WORK INSTRUCTIONS:
Please report every line in the entries that contains the string "None".

THE INPUT:

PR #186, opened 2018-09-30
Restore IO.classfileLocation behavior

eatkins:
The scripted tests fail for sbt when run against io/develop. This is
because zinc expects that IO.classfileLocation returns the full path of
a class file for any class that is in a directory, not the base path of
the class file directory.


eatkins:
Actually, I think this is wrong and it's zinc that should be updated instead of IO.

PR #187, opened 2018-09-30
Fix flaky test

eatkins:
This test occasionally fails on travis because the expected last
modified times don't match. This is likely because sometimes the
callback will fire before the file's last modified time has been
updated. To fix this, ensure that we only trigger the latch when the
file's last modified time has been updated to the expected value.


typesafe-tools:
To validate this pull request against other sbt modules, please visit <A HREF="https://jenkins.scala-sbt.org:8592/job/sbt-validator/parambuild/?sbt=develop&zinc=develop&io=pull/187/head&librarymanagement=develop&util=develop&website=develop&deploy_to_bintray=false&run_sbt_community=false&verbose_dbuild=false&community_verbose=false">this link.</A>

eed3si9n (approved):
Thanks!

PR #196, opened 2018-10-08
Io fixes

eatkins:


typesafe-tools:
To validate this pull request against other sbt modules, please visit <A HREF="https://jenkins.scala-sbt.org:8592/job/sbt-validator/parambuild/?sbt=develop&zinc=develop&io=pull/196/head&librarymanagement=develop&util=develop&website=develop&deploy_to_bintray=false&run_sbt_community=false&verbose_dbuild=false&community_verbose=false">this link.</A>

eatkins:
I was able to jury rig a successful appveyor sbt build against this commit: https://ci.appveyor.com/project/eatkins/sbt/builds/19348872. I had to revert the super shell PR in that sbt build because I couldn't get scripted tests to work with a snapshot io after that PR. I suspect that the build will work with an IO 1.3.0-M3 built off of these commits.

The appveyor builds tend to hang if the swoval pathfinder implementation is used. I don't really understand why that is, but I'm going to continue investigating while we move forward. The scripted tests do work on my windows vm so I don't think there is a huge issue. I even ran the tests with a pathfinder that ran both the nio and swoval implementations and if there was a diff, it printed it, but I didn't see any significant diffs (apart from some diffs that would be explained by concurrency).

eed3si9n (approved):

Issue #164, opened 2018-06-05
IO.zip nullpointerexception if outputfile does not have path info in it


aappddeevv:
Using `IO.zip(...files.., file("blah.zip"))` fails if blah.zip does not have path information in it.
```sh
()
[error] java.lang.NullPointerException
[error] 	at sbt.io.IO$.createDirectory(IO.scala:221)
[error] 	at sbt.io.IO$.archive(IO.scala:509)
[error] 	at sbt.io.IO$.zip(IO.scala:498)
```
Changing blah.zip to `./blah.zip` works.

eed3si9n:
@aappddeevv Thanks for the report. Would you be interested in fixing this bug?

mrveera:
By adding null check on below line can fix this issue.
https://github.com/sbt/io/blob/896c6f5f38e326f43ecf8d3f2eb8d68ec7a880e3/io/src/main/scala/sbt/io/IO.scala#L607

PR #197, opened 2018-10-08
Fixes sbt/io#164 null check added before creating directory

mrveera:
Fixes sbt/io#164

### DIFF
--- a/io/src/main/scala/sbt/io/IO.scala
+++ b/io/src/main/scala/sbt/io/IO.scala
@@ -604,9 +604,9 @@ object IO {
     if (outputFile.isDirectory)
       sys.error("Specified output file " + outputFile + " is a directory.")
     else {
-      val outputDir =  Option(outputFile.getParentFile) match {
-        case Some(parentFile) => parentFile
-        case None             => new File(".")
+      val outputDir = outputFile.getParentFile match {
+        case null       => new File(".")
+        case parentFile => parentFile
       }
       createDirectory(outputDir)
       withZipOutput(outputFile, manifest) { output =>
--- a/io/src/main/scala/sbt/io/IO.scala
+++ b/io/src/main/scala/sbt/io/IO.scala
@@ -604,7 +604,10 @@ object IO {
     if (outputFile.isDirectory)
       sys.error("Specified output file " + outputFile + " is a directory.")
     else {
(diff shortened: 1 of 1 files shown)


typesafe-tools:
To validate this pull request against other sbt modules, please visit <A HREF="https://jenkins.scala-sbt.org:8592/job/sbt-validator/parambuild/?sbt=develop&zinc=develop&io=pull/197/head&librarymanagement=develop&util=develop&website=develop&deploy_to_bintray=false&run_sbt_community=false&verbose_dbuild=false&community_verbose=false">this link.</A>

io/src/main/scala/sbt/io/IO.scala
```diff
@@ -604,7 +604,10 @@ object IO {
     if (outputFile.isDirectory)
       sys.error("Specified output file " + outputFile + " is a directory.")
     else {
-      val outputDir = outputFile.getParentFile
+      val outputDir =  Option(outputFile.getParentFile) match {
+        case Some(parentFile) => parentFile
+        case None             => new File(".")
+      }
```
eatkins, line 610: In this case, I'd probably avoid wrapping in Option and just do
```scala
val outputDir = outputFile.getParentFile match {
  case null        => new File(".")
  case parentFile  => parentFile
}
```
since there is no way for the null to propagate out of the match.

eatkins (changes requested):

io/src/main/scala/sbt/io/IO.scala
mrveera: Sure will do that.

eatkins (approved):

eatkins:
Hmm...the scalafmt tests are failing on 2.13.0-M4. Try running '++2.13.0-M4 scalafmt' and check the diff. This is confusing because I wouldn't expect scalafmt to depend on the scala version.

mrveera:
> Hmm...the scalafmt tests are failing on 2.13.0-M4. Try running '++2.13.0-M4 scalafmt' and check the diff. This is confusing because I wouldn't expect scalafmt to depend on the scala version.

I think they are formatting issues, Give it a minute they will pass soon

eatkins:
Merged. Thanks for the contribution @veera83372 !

YOUR SOLUTION:
-        case None             => new File(".")
+        case None             => new File(".")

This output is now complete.